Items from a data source
────────

PR #14420, opened 2023-09-06
Stop using the bulky test-playbooks in tests where possible

AlanCoding:
##### SUMMARY
The test-playbooks repo has 40,000 commits by a webhook bot and these are brought over in the standard kind of clone, so this is trying to move us away from reliance on the test-playbooks and instead using the repo for the Demo Project which is relatively quiet

https://github.com/ansible/ansible-tower-samples

##### ISSUE TYPE

##### COMPONENT NAME
 - Collection


AlanCoding:
This looks marginally effective, as the `(i-p, ^[i-p])` check is 11min 17sec, which is like 15 seconds faster than a reference PR.

dmzoneill (approved):

PR #14421, opened 2023-09-06
Remove `tower_legacy` module_utils that appears unused

AlanCoding:
##### SUMMARY
This does stuff like processing the config file... but that is already done in the main controller_api.py module utils file.

:wastebasket: 

NOTE: This requires bumping the major version of AWX, which I'm :100: cool with

##### ISSUE TYPE

##### COMPONENT NAME
 - Collection


relrod:
@AlanCoding Assuming `TowerLegacyModule` still actually works, I think it be better to have a deprecation cycle here.

`module_utils` are public facing API (people could in theory write custom modules using our `module_utils` and if this suddenly goes away, we break them with no warning).

`ansible-core` has built-in handling for deprecation warnings, we just need to emit them in the output.

So in the `TowerLegacyModule` we define, we could call `self.deprecate(...)` in the overloaded constructor. In the other functions, we take the module as a parameter, so we can `module.deprecate(...)`.

If this doesn't actually work at all anymore, then probably doesn't matter as much.

AlanCoding:
> So in the TowerLegacyModule we define, we could call self.deprecate(...) in the overloaded constructor.

What do you mean "in the overloaded constructor"? As you say, warning is a `self.` call. IMO the most likely way someone will get burned by this is if they had an unused import (similar to what our test did), but the deprecation machinery gives us no way to warn about that.

relrod:
> What do you mean "in the overloaded constructor"?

────────

#### Task
Please copy out the records exactly as they appear.

#### Task solution
PR #14420, opened 2023-09-06
Stop using the bulky test-playbooks in tests where possible

AlanCoding:
##### SUMMARY
The test-playbooks repo has 40,000 commits by a webhook bot and these are brought over in the standard kind of clone, so this is trying to move us away from reliance on the test-playbooks and instead using the repo for the Demo Project which is relatively quiet

https://github.com/ansible/ansible-tower-samples

##### ISSUE TYPE

##### COMPONENT NAME
 - Collection


AlanCoding:
This looks marginally effective, as the `(i-p, ^[i-p])` check is 11min 17sec, which is like 15 seconds faster than a reference PR.

dmzoneill (approved):

PR #14421, opened 2023-09-06
Remove `tower_legacy` module_utils that appears unused

AlanCoding:
##### SUMMARY
This does stuff like processing the config file... but that is already done in the main controller_api.py module utils file.

:wastebasket: 

NOTE: This requires bumping the major version of AWX, which I'm :100: cool with

##### ISSUE TYPE

##### COMPONENT NAME
 - Collection


relrod:
@AlanCoding Assuming `TowerLegacyModule` still actually works, I think it be better to have a deprecation cycle here.

`module_utils` are public facing API (people could in theory write custom modules using our `module_utils` and if this suddenly goes away, we break them with no warning).

`ansible-core` has built-in handling for deprecation warnings, we just need to emit them in the output.

So in the `TowerLegacyModule` we define, we could call `self.deprecate(...)` in the overloaded constructor. In the other functions, we take the module as a parameter, so we can `module.deprecate(...)`.

If this doesn't actually work at all anymore, then probably doesn't matter as much.

AlanCoding:
> So in the TowerLegacyModule we define, we could call self.deprecate(...) in the overloaded constructor.

What do you mean "in the overloaded constructor"? As you say, warning is a `self.` call. IMO the most likely way someone will get burned by this is if they had an unused import (similar to what our test did), but the deprecation machinery gives us no way to warn about that.

relrod:
> What do you mean "in the overloaded constructor"?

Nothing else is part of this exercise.